Feeling quite stupid at the moment.

Recently, I have become quite enlightened on the many, many mistakes I have made while doing my taxes since leaving the US in 2012. The main problem: FBARs. Like many, I had no knowledge that this was required. Perhaps unlike many, I didn't do any due diligence.

As such, I have discovered that thanks to my paltry Australian superannuation account - which has never been more than US $14k - I should have filed an FBAR for every year from 2009-2014, plus 2015 (not late, yet!)

Here's my problem: On my 2014 taxes, a Schedule B was included that said "Yes" I have a financial interest in a foreign account, but "No" I don't have to file FBAR. So could that be construed as "wilful"? Is my best bet to amend my 2014 tax return? Or just file the FBARS and hope for the best? Or am I looking at a 10k penalty?


----------



## Bevdeforges (Nov 16, 2007)

Honestly, like the Nike ad says, "just do it." They don't do much with those Schedule B forms, and if you make a mistake in filling it out, then you goofed, but they don't sent out the SWAT teams to enforce these kinds of minor errors. (If they are even noticed in the first place.)

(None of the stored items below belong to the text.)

PR #23626, opened 2022-03-23
add app service api 2017 backward compatibility support

xiangyan99:
If app service 2019 env vars are not found, we treat it as Azure ML credential.

Add this backward compatibility support in case it is running on early version of app service.


chlowell:
We should restore the old test cases as well, to have coverage of parsing the weird expires_on format.

mccoyp (approved):

PR #23629, opened 2022-03-23
[Storage] Added `creation_time` and `expiry_time` to `get_paths()`

jalauzon-msft:
`get_paths()` now returns the additional properties `creation_time` and `expiry_time` for each path. These properties are returned from the service as MS Filetimes which is not natively supported by Python's `datetime` so a custom parser was created to convert MS Filetime to `datetime` objects.


vincenttran-msft (approved):
LGTM! Great work, always fun trying to get everything to play nicely with different time formats 😁

Issue #17301, opened 2021-03-12
[Azure Storage Queue] receive_messages infinite loop


logachev:
- **Package Name**: 
- **Package Version**: 
- **Operating System**:
- **Python Version**: 

**Describe the bug**
It is not a bug, more like really unexpected behavior.

https://github.com/Azure/azure-sdk-for-python/blob/1ca37b47d156ed76922835e7097ee55396bf2fc5/sdk/storage/azure-storage-queue/azure/storage/queue/_queue_client.py#L546

Azure Storage Queue `receive_messages` doesn't have a way to define maximum number of messages to receive. If it is ever used against the queue that constantly gets new messages, it will just stuck in an infinite loop because it will try to query extra messages.

If it runs in a serverless environment, where execution is limited by time, it will lead to potential data loss when function is killed.

There is a workaround for this, but it is not obvious from the method description that it will continuously look for messages instead of dequeuing all available or X.. 

```
messages = queue_service.receive_messages()

try:
    return [m for m in messages.by_page().next()]
except StopIteration:
    return []
```

**To Reproduce**
1. 

**Expected behavior**

**Screenshots**

**Additional context**

yunhaoling:
thanks @logachev for reaching out! we'll investigate it asap.
adding @xiafu-msft who could further comment on the usage of the storage queue APIs.

tasherif-msft:
Hi @logachev, this is a good catch our rest API actually supports passing a max number of messages to retrieve. I will put out a PR to fix up our kwargs so that users can pass a set number of messages.

Thank you.

tasherif-msft:
@logachev I will be putting out a PR to resolve this soon!

logachev:
@tasherif-msft Thank you!

As a "feature request", ideally if it allowed to specify not only # of messages, but also # of pages to have behavior, similar to the original SDK when we do  a single query to retrieve no more than X messages vs multiple queries until queue is empty or we received X messages.

xiafu-msft:
just an update, I will sync up with @tasherif-msft about the pr

tasherif-msft:
I have just created a PR https://github.com/Azure/azure-sdk-for-python/pull/18783 it is still a work in progress.
Just to clarify, you're also asking for a feature where the user would limit the number of pages returned?

amishra-dev:
The pull request is still being worked on @xiafu-msft / @annatisch can we get this Pr merged?

amishra-dev:
[...]

PR #23634, opened 2022-03-24
[Storage] Add max_messages keyword to receive_messages()

vincenttran-msft:
As raised by a customer in #17301, their concern is that there is currently no support for defining a maximum number of messages to receive (and thus could be open to infinite loops under a set of certain circumstances). 

This PR adds `max_messages` keyword support for `recieve_messages()` and also adds sample code showcasing its use-case in `queue_samples_message.py`.


vincenttran-msft:
I completely messed up the git commit history- going to create a seperate branch and rein-corporate changes because I severely messed up using a rebase :)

Besides, when you late file your FBARs you'll use the selection "didn't know I had to file" (or something like that) for the reason your filing is late. That's entirely consistent with what you indicated on your Schedule B. At the time you didn't realize you needed to file. (But really and truly, the issue will likely never come up.)
Cheers,
Bev


----------



## lux83 (May 20, 2016)

Okay, thanks. Getting on to it now!

Thanks again!


----------



## lux83 (May 20, 2016)

Another quick question on filing delinquent FBARs. Right now, I've never filed FBARs, but i'm not doing the streamlined process as I have filed all my tax returns each year. I received my greencard in 2009, so I went back and figured out my aggregate account balances for 2009, 2010, 2011, 2012, 2013, 2014 and 2015. In 2009 and 2010, I didn't hit the 10k mark. I also didn't hit it for 2015 (spent it all!). So presumably I can safely ignore this year's FBAR (for 2015) and just back file for 2011-2014? Is that right? Or do you need to file for all six years plus current, if you want to be compliant?


----------



## iota2014 (Jul 30, 2015)

lux83 said:


> Another quick question on filing delinquent FBARs. Right now, I've never filed FBARs, but i'm not doing the streamlined process as I have filed all my tax returns each year. I received my greencard in 2009, so I went back and figured out my aggregate account balances for 2009, 2010, 2011, 2012, 2013, 2014 and 2015. In 2009 and 2010, I didn't hit the 10k mark. I also didn't hit it for 2015 (spent it all!). So presumably I can safely ignore this year's FBAR (for 2015) and just back file for 2011-2014? Is that right? Or do you need to file for all six years plus current, if you want to be compliant?


You only need to file for years during which you hit the 10K threshold.


----------



## lux83 (May 20, 2016)

Thanks!


----------



## AKIF.M (May 24, 2016)

10K is the aggregated meaning combined balance of all bank accounts.


----------



## ForeignBody (Oct 20, 2011)

AKIF.M said:


> 10K is the aggregated meaning combined balance of all bank accounts.


Not exactly.

You take the maximum sum in each account in the local currency for the year.
You convert those to USD, using the Treasury Rate of Exchange for December 31 for that year.
If the total of those are $10k or more you have to report.

ie it is the aggregate of the maximum account values.


----------